You can get away with your set-up on ceiling speakers. I did this with my fathers ceiling speakers actually running 3 pairs of the 2nd room output (6th and 7th channel of his 7.1 Sony ES receiver). Sony Receivers run Hot and his runs really hot, but you generally don't need more then 25 or 35 watts from a ceiling speaker and probably less then that. His set-up has been running fine for four plus years. Over holiday's he will run the 5.1 theater and all of the ceiling speakers at the same time with no problems.

But you are concerned with powering larger speakers OUTDOORS. you are going to need a lot of power. I would strongly suggest a power amp, but you can buy something off EBay for less then $200 that will work. Look for a Rotel SI-1230 which will take one pair of inputs and power 6 speaker pairs with it. There are some older models that power 3 pairs of speakers for less then $200.


----------



## salvasol

I'm running seven pairs of speakers with a Sony STR DG510 (100WPC) :yes:

This receiver has the A, B and A+B speaker selector ... so, I'm using a speaker selector with A (4 pairs) and a second speaker selector on B (three pairs) ... I can use either A, B or A+B :bigsmile: ... every speaker selector has a matching impedance to avoid damage to receiver (same as you have) :yes:

I think another option will be to use any of this  Audio distribution amp


----------



## Guest

Are you planning to run them all at the same time? YES

"The only way you can get around this problem is to hook them up in parallel" HOW DOES THIS TYPE OF CONNECTION AFFECT THE SOUND QUALITY?


----------



## tonyvdb

It wont affect the quality but you wont get much volume out of them unless you have a better amp as the receiver wont have the power to drive them at any decent level.


----------



## salvasol

gbsdirect said:


> ... hook them up in parallel" HOW DOES THIS TYPE OF CONNECTION AFFECT THE SOUND QUALITY?

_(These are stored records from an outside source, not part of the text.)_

PR #468, opened 2025-11-13
Update the fieldmask assignment for suffix predicates + Populate identifiers for CME Text predicate deserialization

KarthikSubbarao:
Update the fieldmask assignment for suffix predicates.

Changes made:
* For infix / suffix predicates with a field specification, we check if the field is enabled using WITHSUFFIXTRIE. If it is not, we reject it.
* For infix / suffix predicates without any field specification, we look across all fields to generate the field mask, field identifier, and min stem size. If no text field exists in the index that supports suffix, the query is rejected.
* Added tests for the case where an index has two fields. One enabled with suffix, one which is not. When we search for a suffix query that matches a word (which exists in the prefix tree), it should only return the document with the field containing the word matching the suffix search which was created using WITHSUFFIXTRIE 

* Populate identifiers for CME Text predicate deserialization by using a FieldMask to obtain the identifiers

### DIFF
--- a/src/commands/filter_parser.cc
+++ b/src/commands/filter_parser.cc
@@ -690,14 +690,17 @@ absl::Status FilterParser::SetupTextFieldConfiguration(
     }
   } else {
     // Set identifiers to include all text fields in the index schema.
-    filter_identifiers_ = index_schema_.GetAllTextIdentifiers(with_suffix);
+    auto text_identifiers = index_schema_.GetAllTextIdentifiers(with_suffix);
     // Set field mask to include all text fields in the index schema.
     field_mask = index_schema_.GetAllTextFieldMask(with_suffix);
-    if (filter_identifiers_.size() == 0 || field_mask == 0ULL) {
+    if (text_identifiers.size() == 0 || field_mask == 0ULL) {
       if (with_suffix) {
         return absl::InvalidArgumentError("No fields support suffix search");
       }
       return absl::InvalidArgumentError("Index does not have any text field");
+    }
+    for (const auto& identifier : text_identifiers) {
+      filter_identifiers_.insert(identifier);
     }
     // When no field was specified, we use the min stem across all text fields
     // in the index schema. This helps ensure the root of the text token can be
--- a/src/index_schema.cc
+++ b/src/index_schema.cc
@@ -322,8 +322,28 @@ std::optional<uint32_t> IndexSchema::MinStemSizeAcrossTextIndexes(
 // Returns the field mask including all the text fields.
 // If `with_suffix` is true, we only include fields that have suffix tree
 // enabled.
-uint64_t IndexSchema::GetAllTextFieldMask(bool with_suffix) const {
+FieldMaskPredicate IndexSchema::GetAllTextFieldMask(bool with_suffix) const {
   return with_suffix ? suffix_text_field_mask_ : all_text_field_mask_;
+}
+
+// Helper function to return the text identifiers based on the
+// FieldMaskPredicate.
+absl::flat_hash_set<std::string> IndexSchema::GetTextIdentifiersByFieldMask(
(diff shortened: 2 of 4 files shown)


integration/test_fulltext.py
```diff
@@ -696,6 +696,14 @@ def test_suffix_search(self):
...
         result = self.client.execute_command("FT.SEARCH", "idx", "@content:*xyz")
         assert result[0] == 0  # No matches
+        # Validate that we do not get results from fields which are not enabled with the suffix tree
+        result = self.client.execute_command("FT.SEARCH", "idx", "@extracontent:*ata1")
+        assert result[0] == 0  # No matches
+        result = self.client.execute_command("FT.SEARCH", "idx", "*ata1")
+        assert result[0] == 0  # No matches
+        # Validate that the default field search only includes results from the fields enabled with suffix.
+        result = self.client.execute_command("FT.SEARCH", "idx", "*unning")
+        assert result[0] == 1  # Only doc:1 is matched for "running"
```
BCathcart, line 727: Just curious, did you check that this assert failed before your change?

nit: you also may want to assert that the result actually contains the expected doc

src/index_schema.cc
```diff
@@ -271,29 +271,41 @@ absl::StatusOr<std::shared_ptr<indexes::IndexBase>> IndexSchema::GetIndex(
...
+// If `with_suffix` is true, we only include the fields that have suffix tree
+// enabled.
+std::vector<std::string> IndexSchema::GetAllTextIdentifiers(
+    bool with_suffix) const {
   std::vector<std::string> identifiers;
   for (const auto &[alias, attribute] : attributes_) {
     auto index = attribute.GetIndex();
     if (index->GetIndexerType() == indexes::IndexerType::kText) {
-      identifiers.push_back(attribute.GetIdentifier());
+      // identifiers.push_back(attribute.GetIdentifier());
```
BCathcart: Leftover comment?

src/commands/filter_parser.cc
```diff
@@ -676,16 +690,22 @@ absl::Status FilterParser::SetupTextFieldConfiguration(
     }
   } else {
     // Set identifiers to include all text fields in the index schema.
-    auto text_identifiers = index_schema_.GetAllTextIdentifiers();
+    auto text_identifiers = index_schema_.GetAllTextIdentifiers(with_suffix);
+    // Set field mask to include all text fields in the index schema.
+    field_mask = index_schema_.GetAllTextFieldMask(with_suffix);
```
BCathcart, line 695: As a small future optimization we can store some of this information in the TextIndexSchema on creation so we don't have to repeatedly re-compute

BCathcart (approved):

integration/test_fulltext.py
KarthikSubbarao: > Just curious, did you check that this assert failed before your change?


Yes

src/index_schema.cc
```diff
@@ -267,40 +267,83 @@ absl::StatusOr<std::shared_ptr<indexes::IndexBase>> IndexSchema::GetIndex(
...
+// Returns the field mask including all the text fields.
+// If `with_suffix` is true, we only include fields that have suffix tree
+// enabled.
+FieldMaskPredicate IndexSchema::GetAllTextFieldMask(bool with_suffix) const {
+  return with_suffix ? suffix_text_field_mask_ : all_text_field_mask_;
+}
+
+// Helper function to return the text identifiers based on the
+// FieldMaskPredicate.
+absl::flat_hash_set<std::string> IndexSchema::GetTextIdentifiersByFieldMask(
```
BCathcart, line 331: One thing that's crossed my mind is if we should worry about encapsulating all schema-level data and functionality specific to text in TextIndexSchema. Not sure if index_schema.cc will get too bloated otherwise. This isn't specific to your PR, just something I want to bring up.

PR #469, opened 2025-11-13
FT.INFO partition and consistency controls

boda26:
Add ALLSHARDS/SOMESHARDS and CONSISTENT/INCONSISTENT for FT.INFO commands.
ALLSHARDS: only return result if all shards responds
SOMESHARDS: always return some result, even if some shard did not respond
CONSISTENT: check for index consistency and return result if the index is consistent
INCONSISTENT: run the command without checking index consistency

### DIFF
--- a/integration/test_ft_info_partition_consistency_controls.py
+++ b/integration/test_ft_info_partition_consistency_controls.py
@@ -9,72 +9,9 @@ from valkeytestframework.util import waiters
 from valkey import ResponseError
 from test_fanout_base import MAX_RETRIES
 
-class TestFTInfoPartitionConsistencyControls(ValkeySearchClusterTestCaseDebugMode):
-
-    def execute_primaries(self, command: Union[str, list[str]]) -> list[Any]:
-        return [
-            self.client_for_primary(i).execute_command(*command)
-            for i in range(len(self.replication_groups))
-        ]
-
-    def config_set(self, config: str, value: str):
-        assert self.execute_primaries(["config set", config, value]) == [True] * len(
-            self.replication_groups
-        )
-
-    def control_set(self, key:str, value:str):
-        assert all(
-            [node.client.execute_command(*["ft._debug", "CONTROLLED_VARIABLE", "set", key, value]) == b"OK" for node in self.nodes]
-        )
-
-    def check_info(self, name: str, value: Union[str, int]):
-        results = self.execute_primaries(["INFO", "SEARCH"])
-        failed = False
-        for ix, r in enumerate(results):
-            if r[name] != value:
-                print(
-                    name,
-                    " Expected:",
-                    value,
-                    " Received:",
-                    r[name],
-                    " on server:",
-                    ix,
-                )
-                failed = True
-        assert not failed
-
-    def _check_info_sum(self, name: str) -> int:
-        """Sum the values of a given info field across all servers"""
-        results = self.execute_primaries(["INFO", "SEARCH"])
-        return sum([int(r[name]) for r in results if name in r])
-
-    def check_info_sum(self, name: str, sum_value: int):
-        """Sum the values of a given info field across all servers"""
-        waiters.wait_for_equal(
-          lambda: self._check_info_sum(name), 
-          sum_value, 
-          timeout=5
-        )
-
-    def sum_docs(self, index: Index) -> int:
-        return sum([index.info(self.client_for_primary(i)).num_docs for i in range(len(self.replication_groups))])
-
+class TestFTInfoPartitionConsistencyControls(ClusterTestUtils, ValkeySearchClusterTestCaseDebugMode):
     def run_info_command(self, client, index_name, enable_partial_results=False, require_consistency=False, expect_error=False):
-        if expect_error:
-            try:
-                x = client.execute_command(
-                    "FT.INFO",
-                    index_name,
-                    "PRIMARY",
-                    "SOMESHARDS" if enable_partial_results else "ALLSHARDS",
-                    "CONSISTENT" if require_consistency else "INCONSISTENT"
-                )
-                assert False, "Expected error, but got result: " + str(x)
-            except ResponseError as e:
-                assert str(e) == "Unable to contact all cluster members"
-            return []
-        else:
+        try:
             return client.execute_command(
                 "FT.INFO",
                 index_name,
@@ -82,6 +19,12 @@ class TestFTInfoPartitionConsistencyControls(ValkeySearchClusterTestCaseDebugMod
                 "SOMESHARDS" if enable_partial_results else "ALLSHARDS",
                 "CONSISTENT" if require_consistency else "INCONSISTENT"
             )
+        except ResponseError as e:
+            if expect_error:
+                assert str(e) == "Unable to contact all cluster members"
+                return []
+            else:
+                raise
 
     def test_ft_info_consistency_controls(self):
         self.execute_primaries(["flushall sync"])
@@ -92,7 +35,7 @@ class TestFTInfoPartitionConsistencyControls(ValkeySearchClusterTestCaseDebugMod
         index = Index(index_name, [Vector("v", 3, type="HNSW"), Numeric("n")])
         index.create(client)
         index.load_data(client, 1000)
-        waiters.wait_for_equal(lambda: self.sum_docs(index), 1000, timeout=3)
+        assert self.sum_docs(index) == 1000
 
         # normal result without consistency check
         normal_result = self.run_info_command(client, index_name, require_consistency=False)
@@ -111,6 +54,7 @@ class TestFTInfoPartitionConsistencyControls(ValkeySearchClusterTestCaseDebugMod
         
         # force invalid invalid index fingerprint and version
         self.control_set("ForceInfoInvalidSlotFingerprint", "yes")
+        self.config_set("search.ft-info-timeout-ms", "500")
 
         # enable consistency check, get error result
         cur_result = self.run_info_command(client, index_name, require_consistency=True, expect_error=True)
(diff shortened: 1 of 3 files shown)


src/commands/ft_dropindex.cc
```diff
@@ -48,6 +65,15 @@ class DropConsistencyCheckFanoutOperation
...
     req.set_index_name(index_name_);
+
+    if (enable_consistency_) {
+      req.set_enable_consistency(true);
+      if (expected_fingerprint_version_.has_value()) {
+        *req.mutable_index_fingerprint_version() =
+            expected_fingerprint_version_.value();
+      }
+    }
+
```
allenss-amazon: I'd set these values, always. No reason to be conditional. ```req.set_enable_true(enable_consistency_)``` should work fine. How can the fingerprint be optional? If the object isn't in the metadata store, that's differnt. Buf it is, how would it be possible to have a fingerpint?

src/commands/ft_info_parser.cc
```diff
@@ -57,6 +57,38 @@ vmsdk::KeyValueParser<InfoCommand> CreateInfoParser() {
             return absl::OkStatus();
           }));
 
+  parser.AddParamParser(
+      "ALLSHARDS",
+      std::make_unique<vmsdk::ParamParser<InfoCommand>>(
+          [](InfoCommand &cmd, vmsdk::ArgsIterator &itr) -> absl::Status {
+            cmd.enable_partial_results = false;
```
allenss-amazon, line 64: Why doesn't the GENERATE_FLAG_PARSER stuff work here?

src/commands/ft_info_parser.h
```diff
@@ -24,6 +24,8 @@ struct InfoCommand {
   std::shared_ptr<IndexSchema> index_schema;
   std::string index_schema_name;
   InfoScope scope{InfoScope::kLocal};
+  bool enable_partial_results{false};
+  bool enable_consistency{true};
```
allenss-amazon: I think "require_consistency" is probably a more descriptive name...

src/coordinator/server.cc
```diff
@@ -215,24 +215,60 @@ Service::GenerateInfoResponse(
...
+    const auto& entry_map = global_metadata->type_namespace_map().at(
+        kSchemaManagerMetadataTypeName);
+
+    // Check if index exists in entry map
+    if (!entry_map.entries().contains(index_name)) {
+      response.set_exists(false);
+      response.set_index_name(index_name);
+      response.set_error(status_or_schema.status().ToString());
+      response.set_error_type(coordinator::FanoutErrorType::INDEX_NAME_ERROR);
+      return std::make_pair(grpc::Status(grpc::StatusCode::NOT_FOUND,
```
allenss-amazon: I don't think the internals of the MetadataManager should be visible here. I think the proper layering is to consult the SchemaManager and expect that module to be able to deliver the right information. That may mean adding an API call, but that's fine. It's better to split that knowledge up so that future evolution of those data structures is easier.

src/query/cluster_info_fanout_operation.cc
```diff
@@ -9,21 +9,41 @@
...
+  if (enable_consistency_) {
+    // Get expected fingerprint/version from local metadata
+    auto global_metadata =
+        coordinator::MetadataManager::Instance().GetGlobalMetadata();
+    if (global_metadata->type_namespace_map().contains(
+            kSchemaManagerMetadataTypeName)) {
+      const auto& entry_map = global_metadata->type_namespace_map().at(
+          kSchemaManagerMetadataTypeName);
+      if (entry_map.entries().contains(index_name_)) {
+        const auto& entry = entry_map.entries().at(index_name_);
```
allenss-amazon: Same here, you should be talking to the SchemaManager, not the MetadataManager.

src/query/cluster_info_fanout_operation.cc
```diff
@@ -40,6 +60,15 @@ ClusterInfoFanoutOperation::GenerateRequest(
...
   req.set_db_num(db_num_);
   req.set_index_name(index_name_);
+
+  if (enable_consistency_) {
+    req.set_enable_consistency(true);
+    if (expected_fingerprint_version_.has_value()) {
+      *req.mutable_index_fingerprint_version() =
+          expected_fingerprint_version_.value();
+    }
+  }
```
allenss-amazon, line 60: Again, no reason not to remove the outer conditional.

src/query/fanout_operation_base.h
```diff
@@ -143,6 +149,10 @@ class FanoutOperationBase {
               if (status.error_code() == grpc::StatusCode::NOT_FOUND) {
                 resp.set_error_type(
                     coordinator::FanoutErrorType::INDEX_NAME_ERROR);
+              } else if (status.error_code() ==
+                         grpc::StatusCode::FAILED_PRECONDITION) {
+                resp.set_error_type(
+                    coordinator::FanoutErrorType::INCONSISTENT_STATE_ERROR);
```
allenss-amazon: This looks like a job for a switch statement.

src/query/primary_info_fanout_operation.cc
```diff
@@ -12,19 +12,46 @@
...
+      auto global_metadata =
+          coordinator::MetadataManager::Instance().GetGlobalMetadata();
+      if (global_metadata->type_namespace_map().contains(
+              kSchemaManagerMetadataTypeName)) {
+        const auto& entry_map = global_metadata->type_namespace_map().at(
+            kSchemaManagerMetadataTypeName);
+        if (entry_map.entries().contains(index_name_)) {
+          const auto& entry = entry_map.entries().at(index_name_);
+          expected_fingerprint_version_->set_fingerprint(entry.fingerprint());
+          expected_fingerprint_version_->set_version(entry.version());
```
allenss-amazon: SchemaManager. Seems to me that either the index is NOT FOUND OR you should expect there to be a version & fingerprint. Making this optional everywhere complicates the logic needlessly.

allenss-amazon (changes requested):
Didn't dig deeply into the tests, will do that on future reviews.

src/commands/ft_info_parser.cc
boda26: I defined GENERATE_NEGATE_FLAG_PARSER in FT.SEARCH pr, will change to that after it is merged

integration/test_ft_info_partition_consistency_controls.py
```diff
@@ -0,0 +1,169 @@
...
+
+    def config_set(self, config: str, value: str):
+        assert self.execute_primaries(["config set", config, value]) == [True] * len(
+            self.replication_groups
+        )
+
+    def control_set(self, key:str, value:str):
+        assert all(
+            [node.client.execute_command(*["ft._debug", "CONTROLLED_VARIABLE", "set", key, value]) == b"OK" for node in self.nodes]
+        )
```
allenss-amazon: These feel like candidates for sharing with other tests. Perhaps putting them into a common file (like indexes.py)

integration/test_ft_info_partition_consistency_controls.py
```diff
@@ -0,0 +1,169 @@
...
+    def test_ft_info_consistency_controls(self):
+        self.execute_primaries(["flushall sync"])
+        self.config_set("search.info-developer-visible", "yes")
+        client: Valkey = self.new_cluster_client()
+
+        index_name = "hnsw"
+        index = Index(index_name, [Vector("v", 3, type="HNSW"), Numeric("n")])
+        index.create(client)
+        index.load_data(client, 1000)
+        waiters.wait_for_equal(lambda: self.sum_docs(index), 1000, timeout=3)
```
allenss-amazon: This should never wait. I'd turn it into an assert.

integration/test_ft_info_partition_consistency_controls.py
```diff
@@ -0,0 +1,169 @@
...
+            except ResponseError as e:
+                assert str(e) == "Unable to contact all cluster members"
+            return []
+        else:
+            return client.execute_command(
+                "FT.INFO",
+                index_name,
+                "PRIMARY",
+                "SOMESHARDS" if enable_partial_results else "ALLSHARDS",
+                "CONSISTENT" if require_consistency else "INCONSISTENT"
```
allenss-amazon: I'd combine these into a single path with a try/except block, if you're no expecting error you can re-throw (bare raise statement).

allenss-amazon (changes requested):
Hmm, with some more thought. A couple of issues occur to me.

1) If the index definition fingerprint doesn't match, then the remote can't be sure that the rest of the request parameters are valid (for example, the predicates might not be valid). Hence, I don't think that validating of the index should be optional, i.e., index definition validation should always happen. The lack of this will probably cause some transient failures in the current logic. 

2. As for slot validation, I think the logic gets simpler if the responder always includes the hash of the owned slots and the requestor simply decides whether or not to include that response. 

Hence, the contents of the request/response messages end up having no optional content. The request should have the index validation (fingerprint/version) and the response should have the owned slots.

The sender decides which nodes to contact and always includes the index validation information and the response has the owned slots information. The sender can decide what to do then. All of the logic is on the sender side and receiver has nothing optional.

integration/test_ft_info_partition_consistency_controls.py
allenss-amazon: ?

src/commands/ft_info_parser.cc
```diff
@@ -56,6 +56,30 @@ vmsdk::KeyValueParser<InfoCommand> CreateInfoParser() {
...
+            return absl::OkStatus();
+          }));
+
+  parser.AddParamParser(
+      "SOMESHARDS", GENERATE_FLAG_PARSER(InfoCommand, enable_partial_results));
+
+  parser.AddParamParser("CONSISTENT",
+                        GENERATE_FLAG_PARSER(InfoCommand, require_consistency));
+
+  // TODO: GENERATE_NEGATE_FLAG_PARSER in FT.SEARCH PR
```
allenss-amazon, line 74: Please handle this also.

This connection doesn't affect the sound ...:yes: ... I have my front speaker (HT) hooked that way:yes:

I think you'll be okay with the speaker selector, but you need to get one for  eight pairs speaker selector  (most of the speaker selector will match the receiver impedance; just be sure about it) :yes:


----------



## thxgoon

gbsdirect said:


> Are you planning to run them all at the same time? YES
> 
> "The only way you can get around this problem is to hook them up in parallel" HOW DOES THIS TYPE OF CONNECTION AFFECT THE SOUND QUALITY?


No no no no no. If you hook up 8 speakers in _parallel_ with your receiver you will end up frying it. Either use an impedence matching switch as you have now and salvasol uses, or do the math to figure out how to wire them using a combination of _series and parallel _connections that results in something close to 8 ohms. 

It shouldn't affect the SQ any way you do it other than the potential for distortion from overdriving the amp.


----------